The people who design reports for Salesforce make a lot of charts. (The company’s resources page promotes hundreds of downloads, many containing dozens of data graphics.) I’m sure they long ago grew bored. So when these designers created an infographic about app development they decided to strut their stuff.
The result of their unchecked creativity? Inaccurate visual weights that deceive the reader and violate the golden rule of charts and graphs:
1. The bubble chart overweights the largest responses. The chart above says about twice as many companies involve IT in app development as involve marketing (81% vs 42%). But the bubble representing IT is 3.7x bigger than the bubble representing marketing — almost double the size it should be.
The problem: Salesforce used diameter rather than area to scale the bubbles. The “marketing” bubble is about half as wide as the “IT” bubble, which at first sounds correct. But as we learned in school, the area of a circle is πr². If you want to make one circle half the size of another, reduce the diameter by about 29%, not by 50%.

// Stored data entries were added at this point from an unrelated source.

PR #5791, opened 2025-11-07
Add direction-aware view transitions to view transitions example repo

maurer2:
Hello, I noticed that the example repo for view transitions doesn’t yet include a page demonstrating direction-aware view transitions, so I added this functionality by modifying the existing posts example.

The post page now compares the old and new `postId` values to determine the transition direction. It disables view transitions if the direction can't be determined or if the user navigates to the same page. There’s a bit of manual work involved in extracting the ID from the location. I wasn’t able to get the approach described in [main.tsx](https://github.com/TanStack/router/blob/main/examples/react/view-transitions/src/main.tsx#L22) working, since the `TSR_index` value only seems to only increase with each navigation, making it unsuitable for determining the transition direction. Perhaps there's an easier way to get the previous ID and next ID from the parsed locations.

Cheers

## Summary by CodeRabbit

* **New Features**
  * Enhanced view transitions with dynamic direction awareness—transitions now intelligently adapt based on navigation direction.
  * Added backwards transition variant with corresponding animations for enhanced visual feedback during backwards navigation.


birkskyum:
@maurer2 can you update the same in the solid example as well?

birkskyum:
Oh, just realized there wasn't a solid view-transitions example yet - it's being added here
- https://github.com/TanStack/router/pull/5815

birkskyum:
@maurer2 , can you also make a PR for the solid-router example?

maurer2:
Sure, I will give it a go. 

Cheers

Nearly every bubble chart I see contains this error. If you’re going to represent data with bubbles, scale them based on their area.

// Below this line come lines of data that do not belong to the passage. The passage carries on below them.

PR #5805, opened 2025-11-10
fix(router): prioritize static suffix over dynamic segment in route m…

### LINKED ISSUE #5799: Route matching prioritizes dynamic segment over static suffix

Router

### Describe the bug

When using routes with patterns like `/{-$owner}/posts/new` and `/posts/$id`, the router matches `/posts/new` to the dynamic route `/posts/$id` instead of the more specific route `/{-$owner}/posts/new` which has a static suffix `/new`.

https://stackblitz.com/edit/github-yal98jzd-fv8zbmmx

1. Open the reproduction URL
2. Click on "Posts"
3. Click on "New Post"

### Expected behavior

The URL `/posts/new` should match the route pattern `/{-$owner}/posts/new` because:

* It has a static suffix (`/new`) which provides more specificity
* The optional path parameter `{-$owner}` can match an empty string

**Observed**: The URL `/posts/new` matches `/posts/$id` instead, treating `new` as the value for the `$id` parameter.

### Screenshots or Videos

_No response_

### Platform

- Router / Start Version: 1.134.15
- OS: macOS
- Browser: Chrome, Safari, Firefox
- Bundler: vite
- Bundler Version: 7.2.2

### Additional context

_No response_

LuggaPugga:
This fix corrects the route matching logic to ensure that static suffixes are matched
before dynamic segments (e.g., `/user/settings` is prioritized over `/user/:id`).
Closes #5799 

## Summary by CodeRabbit

* **Improvements**
  * Route matching now collects exact matches and prefers routes that end with static segments before falling back to fuzzy matching, improving selection predictability.
* **Tests**
  * Added parameterized tests validating static-suffix vs. dynamic-parameter route selection across multiple scenarios.

### DIFF
--- a/packages/router-core/tests/processRouteTree.test.ts
+++ b/packages/router-core/tests/processRouteTree.test.ts
@@ -443,13 +443,19 @@ describe('processRouteTree', () => {
       {
         routes: ['/{-$owner}/posts/new', '/posts/$id'],
         pathname: '/posts/new',
-        expected: { route: '/{-$owner}/posts/new', params: { owner: undefined } },
+        expected: {
+          route: '/{-$owner}/posts/new',
+          params: { owner: undefined },
+        },
         description: 'prefers static suffix over dynamic param',
       },
       {
         routes: ['/{-$owner}/posts/edit', '/posts/$id'],
         pathname: '/posts/edit',
-        expected: { route: '/{-$owner}/posts/edit', params: { owner: undefined } },
+        expected: {
+          route: '/{-$owner}/posts/edit',
+          params: { owner: undefined },
+        },
         description: 'prefers static suffix with different word',
       },
       {
@@ -461,7 +467,10 @@ describe('processRouteTree', () => {
       {
         routes: ['/users/{-$org}/settings', '/users/$id'],
         pathname: '/users/settings',
-        expected: { route: '/users/{-$org}/settings', params: { org: undefined } },
+        expected: {
+          route: '/users/{-$org}/settings',
+          params: { org: undefined },
+        },
         description: 'works with optional params before static',
       },
       {
@@ -473,7 +482,10 @@ describe('processRouteTree', () => {
       {
         routes: ['/api/{-$version}/docs', '/api/$endpoint'],
         pathname: '/api/docs',
-        expected: { route: '/api/{-$version}/docs', params: { version: undefined } },
+        expected: {
+          route: '/api/{-$version}/docs',
+          params: { version: undefined },
+        },
         description: 'prefers static suffix in nested routes',
       },
     ])(


birkskyum:
@LuggaPugga can you add a test for this?

LuggaPugga:
> @LuggaPugga can you add a test for this?

Just did and applied the coderabbit suggestion as well :)

nlynzaad:
@Sheraff I'm assuming the work you are doing with the matching and others will be intersecting with this. maybe just hold this till you have completed your refactor/rewrite?

Sheraff:
> @Sheraff I'm assuming the work you are doing with the matching and others will be intersecting with this. maybe just hold this till you have completed your refactor/rewrite?

Yes, what I'm doing fixes this issue. I don't know when I'll be finished though, it's a pretty major rewrite

birkskyum:
@Sheraff , and it's this PR that's conflicting, right?
- https://github.com/TanStack/router/pull/5722

Sheraff:
> @Sheraff , and it's this PR that's conflicting, right?
> 
> * [refactor(router-core): Process routeTree into segment tree instead of flatRoutes [WIP] #5722](https://github.com/TanStack/router/pull/5722)

Yes, that's the one.

packages/router-core/src/router.ts
```diff
@@ -2684,26 +2686,65 @@ export function getMatchedRoutes<TRouteLike extends RouteLike>({
...
+          route.path !== '/' && (matchedParams as Record<string, string>)['**']
+
+        if (isFuzzy) {
+          fuzzyMatch ??= { foundRoute: route, routeParams: matchedParams }
         } else {
-          foundRoute = route
-          routeParams = matchedParams
-          break
+          const routeSegments = parsePathname(route.fullPath, parseCache)
+          const pathSegments = parsePathname(trimmedPath, parseCache)
```
nlynzaad, line 2713: we only need to parse this once right? since this is the trimmedPath we can move this above the for loop?

packages/router-core/src/router.ts
```diff
@@ -2684,26 +2686,65 @@ export function getMatchedRoutes<TRouteLike extends RouteLike>({
...
+          const lastRouteSegment = getLastNonSlashSegment(routeSegments)
+          const lastPathSegment = getLastNonSlashSegment(pathSegments)
```
nlynzaad, line 2715: we only need to parse this once right? since this is the trimmedPath we can move this above the for loop?

packages/router-core/src/router.ts
```diff
@@ -2684,26 +2686,65 @@ export function getMatchedRoutes<TRouteLike extends RouteLike>({
...
+          const routeCaseSensitive =
+            route.options?.caseSensitive ?? caseSensitive ?? false
+          const normalizeSegmentValue = (segment?: Segment) => {
```
nlynzaad, line 2718: Bit of a nitpick but can we move this above the for loop and just add the routeCaseSensitive as a paramater. This way its only declared once and not with every iteration that has matching params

2. Salesforce’s pyramid charts are even worse. Think this report can’t do worse than the bubble chart? Think again. Salesforce’s triangles are much more deceptive than their circles.
This pyramid-style chart says three times more executives hope to improve app engagement than hope to improve app support (45% vs 15%). But the pyramid for “engagement” is about 9x bigger than the one for “support” — three times bigger than it should be.

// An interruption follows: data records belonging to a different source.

PR #5867, opened 2025-11-14
refactor(router-core): simplify decodePath implementation, improve performance

Sheraff:
Using a stateful regex w/ `.exec()` we can decode a string chunk by chunk while avoiding strings in the ignore list. This is less code and more performant.

bench: ~1.5x faster

```
 ✓  @tanstack/router-core  tests/decode.bench.ts > decodePath 1300ms
     name                    hz     min     max    mean     p75     p99    p995    p999     rme  samples
   · old decodePath  298,375.87  0.0030  0.7446  0.0034  0.0034  0.0045  0.0046  0.0087  ±0.31%   149188
   · new decodePath  450,487.87  0.0020  0.0934  0.0022  0.0023  0.0028  0.0029  0.0032  ±0.09%   225244

 BENCH  Summary

   @tanstack/router-core  new decodePath - tests/decode.bench.ts > decodePath
    1.51x faster than old decodePath
```

## Summary by CodeRabbit

* **Refactor**
  * Improved URL/path decoding in the router for more reliable handling of unusual encodings and edge cases, reducing decoding errors and improving navigation stability.
  * Switched to a more robust, iterative decoding approach for predictable behavior across different path formats.

* **Tests**
  * Updated test expectations to standardize percent-encoding casing for consistent validation.

### DIFF
--- a/packages/router-core/src/utils.ts
+++ b/packages/router-core/src/utils.ts
@@ -505,6 +505,7 @@ function decodeSegment(segment: string): string {
 }
 
 export function decodePath(path: string, decodeIgnore?: Array<string>): string {
+  if (!path) return path
   const re = decodeIgnore
     ? new RegExp(`${decodeIgnore.join('|')}`, 'gi')
     : /%25|%5C/gi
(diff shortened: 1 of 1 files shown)


nlynzaad (approved):
This looks great, was looking for a way to just walk the string forward, but didn't think of this way. 🚀

PR #5874, opened 2025-11-15
refactor(router-core): interpolatePath can cache the parsed path template

Sheraff:
We can squeeze a little more performance out of `interpolatePath` by caching the parsed representation of the template path to avoid having to call `parseSegment` again on repeated interpolations of the same path.

Cache is keyed on the `path` and not the `params`, so it should have a pretty good hit rate.

This function is not very slow (~1-2MHz), but it is called on `buildLocation` and `matchRoutesInternal` (2 hot paths). But I'm not sure this change is worth the 1.4x we get out of it...

bench: 1.4x

```
 ✓  @tanstack/router-core  tests/interpolate.bench.ts > interpolatePath 1293ms
     name                         hz     min     max    mean     p75     p99    p995    p999     rme  samples
   · old interpolatePath  272,652.50  0.0032  0.8732  0.0037  0.0036  0.0047  0.0050  0.0193  ±0.38%   136327
   · new interpolatePath  413,747.62  0.0022  0.0959  0.0024  0.0024  0.0027  0.0031  0.0034  ±0.13%   206874

 BENCH  Summary

   @tanstack/router-core  new interpolatePath - tests/interpolate.bench.ts > interpolatePath
    1.52x faster than old interpolatePath
```

## Summary by CodeRabbit

* **New Features**
  * Path interpolation now supports optional caching, improving performance when processing dynamic route parameters
  * Exported ParsedSegment type for advanced TypeScript use cases in custom routing implementations

* **Performance Improvements**
  * Route matching and path interpolation operations now leverage segment caching for enhanced efficiency across repeated path processing

### DIFF
--- a/packages/router-core/src/new-process-route-tree.ts
+++ b/packages/router-core/src/new-process-route-tree.ts
@@ -20,7 +20,7 @@ const OPTIONAL_PARAM_W_CURLY_BRACES_RE =
   /^([^{]*)\{-\$([a-zA-Z_$][a-zA-Z0-9_$]*)\}([^}]*)$/ // prefix{-$paramName}suffix
 const WILDCARD_W_CURLY_BRACES_RE = /^([^{]*)\{\$\}([^}]*)$/ // prefix{$}suffix
 
-type ParsedSegment = Uint16Array & {
+export type ParsedSegment = Uint16Array & {
   /** segment type (0 = pathname, 1 = param, 2 = wildcard, 3 = optional param) */
   0: SegmentKind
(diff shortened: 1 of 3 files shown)


schiller-manuel:
what's the bundle size impact here?

Sheraff:
> what's the bundle size impact here?

I haven't measured (do we have something to measure that?) but yeah that was my blocker too: the perf gains don't really seem worth it here for the increase in code.

LadyBluenotes:
Stale~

3. Even the pie chart deceives readers. Surely Salesforce can’t go wrong with a simple donut-style pie chart?
They can. To highlight their favorite responses to this question, the designers made the segments representing “high priority” and “very high priority” thicker than the segments representing the other data. They also displayed these “good” responses in much darker colors. The result: Even though more people answered “medium priority” than “very high priority” (25% vs 21%), the chart makes the “very high” response look much bigger.
I don’t think Salesforce’s designers tried to mislead or deceive. (We’re not talking about Fox News here.) They simply took too many liberties in the name of creativity — and they didn’t make sure the data still worked. Let’s learn from their mistakes.